Not yet, but again this is something (along with interpolation between points) that has been asked for before. Throw in numeric integration/differentiation and you have a rather powerful tool.
* If we were to use a function to bundle a discrete valued function, is there a nice class/pattern out there that already combines the x-values and y-values into a single class? (I also want this later for implementing different interpolation algorithms returning functors after passing in a discrete function in the constructor).
I'm not sure what you're asking for there? If you mean storage for the 2-D matrix of values, then you could either use a pair of std::vectors, a boost::multi_array, or one of the uBLAS matrixes.

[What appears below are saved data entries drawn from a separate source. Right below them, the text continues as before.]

PR #180, opened 2025-02-28
Support enum

### LINKED ISSUE #179: Support enum

Lai-YT:
This PR introduces `enum`, which acts as a scoped named constant in C.

No rush on reviewing this PR—take your time! I really appreciate you taking the time to review it.

### Type Checking

With `enum`, the concept of constant expressions must also be defined.  
Ideally, a `ConstExprNode` would wrap an `IdExprNode` representing an enumeration constant. However, to keep the parser simple without maintaining symbol tables, it cannot determine at parse time whether an identifier refers to an enumeration constant.  
Moreover, modifying the AST to insert a new node above `IdExprNode` is incompatible with our visitor pattern.

To resolve this, `IdExprNode` now holds a `ConstExprNode`, a newly introduced node currently represented only by `IntConstExprNode`.  
The type checker identifies enumeration constants by consulting the symbol table. If an identifier refers to an enumeration constant, it constructs a `ConstExprNode` with its corresponding value.

> [!IMPORTANT]  
> The introduction of constant expressions is a significant change, impacting constructs that require constant expressions but were not previously implemented due to their absence, such as `switch` cases and array initializers.
> If you have any feedback on this approach, please let me know! Support for these constructs can be added in later commits.

### Code Generation

Since `enum` values are effectively named constants, their code generation is identical to that of integer constants, making code generation as simple as delegating it to constant expression handling.  

> [!NOTE]  
> The terms *enumeration constant* and *enumerator* are interchangeable, both referring to the symbols of an enum type.  

Resolves: #179


Lai-YT:
Additionally, while implementing `enum`, I came across C’s concept of `tag` for `struct`, `union`, and `enum` as described in *6.7.2.3 Tags*.

In short, the specifier (`struct`, `union`, or `enum`) does not affect redefinition rules, meaning the following is semantically ill-formed:

```c
struct Coordinate { int x, y; };
enum   Coordinate { X, Y };
```

The identifier alone must uniquely define the type. This was previously discussed in https://github.com/fruits-lab/vitaminc/pull/163, where we initially decided to allow it by mangling type names.

I can remove the mangling in a separate PR. 😄 What do you think?

include/ast.hpp
```diff
@@ -454,17 +481,32 @@ struct NullExprNode : public ExprNode {
...
+};
+
 struct IdExprNode : public ExprNode {
   IdExprNode(Location loc, std::string id) : ExprNode{loc}, id{std::move(id)} {}
 
   void Accept(NonModifyingVisitor&) const override;
   void Accept(ModifyingVisitor&) override;
 
   std::string id;
+  /// @brief No-null if is a constant expression such as an enumeration
```
leewei05, line 503:
```suggestion
  /// @brief Not null if it is a constant expression such as an enumeration
```

test/codegen/enum.c
```diff
@@ -0,0 +1,43 @@
+enum {
+  TRUE,
+  FALSE,
+};
+
+int main() {
+  // Convertible to int.
+  int f = FALSE;
+  __builtin_print(f);
```
leewei05, line 9: nit: Since f is declared from FALSE, I assume it was 0 at first. But it is 1 due to the sequence of enum. 🤣 Consider swapping the order of TRUE, FALSE.

parser.y
```diff
@@ -423,25 +426,47 @@ decl: declaration_specifiers init_declarator_list_opt SEMICOLON {
...
-        // insert decl at the beginning of the vector.
-        decl_list.insert(decl_list.begin(), std::move(decl));
-        custom_types.insert(rec_type_id);
+        auto enum_type_id = dynamic_cast<EnumType&>(*enum_decl->type).id();
+        // Insert EnumDeclNode if it is a newly create type.
+        if (custom_types.find(enum_type_id) == custom_types.end()) {
+          // To dump type declarations in front of variable declarations,
+          // insert decl at the beginning of the vector.
+          decl_list.insert(decl_list.begin(), std::move(decl));
+          // Unnamed enums merely introduce enumeration constants.
```
leewei05, line 445: It's a bit misleading to have this comment here because the next if statement checks if enum is not unnamed. I would recommend moving this to the end of the if statement or rewriting this comment with named enums.

include/ast.hpp
```diff
@@ -175,6 +175,33 @@ struct RecordVarDeclNode : public DeclNode {
...
+  EnumConstDeclNode(Location loc, std::string id,
+                    std::unique_ptr<IntConstExprNode> value = {})
+      : DeclNode{loc, std::move(id),
+                 std::make_unique<PrimType>(PrimitiveType::kInt)},
+        value{std::move(value)} {}
+
+  void Accept(NonModifyingVisitor&) const override;
+  void Accept(ModifyingVisitor&) override;
+
+  std::unique_ptr<IntConstExprNode> value;
```
leewei05, line 189:
```suggestion
  std::unique_ptr<IntConstExprNode> int_const;
```
Better to understand with the following in the parser.
```
enum_const->int_const->val
```

parser.y
```diff
@@ -598,6 +623,44 @@ struct_or_union: STRUCT {
   }
   ;
 
+enum_specifier: ENUM id_opt LEFT_CURLY enumerator_list comma_opt RIGHT_CURLY {
+    auto decl_id = $2;
+    auto enum_list = $4;
+    auto enums = std::vector<std::unique_ptr<OptEnumConst>>{};
+    for (const auto& enum_const : enum_list) {
+      enums.push_back(std::make_unique<OptEnumConst>(enum_const->id, enum_const->value ? std::optional{enum_const->value->val} : std::nullopt));
```
leewei05, line 631:
```suggestion
      enums.push_back(std::make_unique<OptEnumConst>(enum_const->id, enum_const->value ? std::optional{enum_const->int_const->val : std::nullopt));
```

src/type_checker.cpp
```diff
@@ -442,6 +478,20 @@ void TypeChecker::Visit(IdExprNode& id_expr) {
     if (id_is_global.count(id_expr.id) != 0) {
       id_expr.is_global = true;
     }
+    // This identifier is one of the following:
+    // 1. A enumeration constant.
```
leewei05, line 482:
```suggestion
    // 1. An enumeration constant.
```

src/type_checker.cpp
```diff
@@ -442,6 +478,20 @@ void TypeChecker::Visit(IdExprNode& id_expr) {
...
+    // 2. A variable.
+    if (id_expr.type->IsEnum()) {
+      const auto& enum_type = dynamic_cast<EnumType&>(*id_expr.type);
+      // 1. Is a enumeration constant. Have it hold the value of the constant.
```
leewei05, line 486:
```suggestion
      // 1. Hold the value of the constant if it is an enumeration constant.
```

src/type_checker.cpp
```diff
@@ -442,6 +478,20 @@ void TypeChecker::Visit(IdExprNode& id_expr) {
...
+      if (enum_type.IsEnumConst(id_expr.id)) {
+        id_expr.const_expr = std::make_unique<IntConstExprNode>(
+            id_expr.loc, enum_type.ValueOf(id_expr.id));
+        id_expr.const_expr->Accept(*this);
+      } else {
+        // 2. Is a variable. Do nothing.
```
leewei05, line 492:
```suggestion
        // 2. Do nothing if it is a variable.
```

include/type.hpp
```diff
@@ -278,4 +282,56 @@ class UnionType : public RecordType {
   std::vector<std::unique_ptr<Field>> fields_;
 };
 
+/// @brief A enumerator of an enumeration, i.e., an enumeration constant.
```
leewei05, line 285:
```suggestion
/// @brief An enumerator of an enumeration, i.e., an enumeration constant.
```

include/type.hpp
```diff
@@ -278,4 +282,56 @@ class UnionType : public RecordType {
...
+struct EnumConst {
+  std::string id;
+  int value;
+
+  EnumConst(std::string id, int value) : id{std::move(id)}, value{value} {}
+};
+
+/// @brief A enumeration constant that may or may not have an explicit value.
```
leewei05, line 293:
```suggestion
/// @brief An enumeration constant may or may not have an explicit value.
```

leewei05 (changes requested):
Sorry for taking so long to review. Great work! I had some small suggestions. 😄

leewei05:
> Additionally, while implementing `enum`, I came across C’s concept of `tag` for `struct`, `union`, and `enum` as described in _6.7.2.3 Tags_.
> 
> In short, the specifier (`struct`, `union`, or `enum`) does not affect redefinition rules, meaning the following is semantically ill-formed:
> 
> ```c
> struct Coordinate { int x, y; };
> enum   Coordinate { X, Y };
> ```
> 
> The identifier alone must uniquely define the type. This was previously discussed in #163, where we initially decided to allow it by mangling type names.
> 
> I can remove the mangling in a separate PR. 😄 What do you think?

That makes sense! Please do!

parser.y
Lai-YT: I rewrote the comment! Please let me know if it's still unclear :pray:

test/codegen/enum.c
Lai-YT: I swapped the order and initialized `f` with `TRUE` instead, so that the expected output isn't changed. :love_you_gesture:

leewei05 (approved):
LGTM! Nice work! 🚀

Lai-YT:
> > Additionally, while implementing `enum`, I came across C’s concept of `tag` for `struct`, `union`, and `enum` as described in _6.7.2.3 Tags_.
> > In short, the specifier (`struct`, `union`, or `enum`) does not affect redefinition rules, meaning the following is semantically ill-formed:
> > ```c
> > struct Coordinate { int x, y; };
> > enum   Coordinate { X, Y };
> > ```
> > 
> > 
> >     
> >       
> >     
> > 
> >       
> >     
> > 
> >     
> >   
> > The identifier alone must uniquely define the type. This was previously discussed in #163, where we initially decided to allow it by mangling type names.
> > I can remove the mangling in a separate PR. 😄 What do you think?
> 
> That makes sense! Please do!

Addressed in #181. :love_you_gesture:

* Then I would write a specialization of this (2nd and higher dimension) for a markov measure. * Then, I want to write a general operator for unconditional expectation passing in a function object, and over a generic distribution as a measure from this library (though I will use it for the discrete measures to begin with). Specializing for different types of distributions, this could use exact analytical calculations, quadrature, or use monte-carlo methods. * Last, I want to write a conditional expectation operator that takes in a function object mapping reals^2 to reals, a distribution (would have to be 2 dimensional), the conditional (which would be a real for now, but could be generic), and what dimension the condition applies to. * Eventually, we may be able to tie together this operator with boost::lambda and boost::bind and we could up with a very elegant way to write out functions that involve conditional expectations. It may not have the performance of hand-tweaked fortran loops, but it should be a good enough place to start and infinitely preferable to matlab.
Afraid you've lost me again now :-( Might just be stretching my stats knowledge to breaking point too ;-) Cheers, John.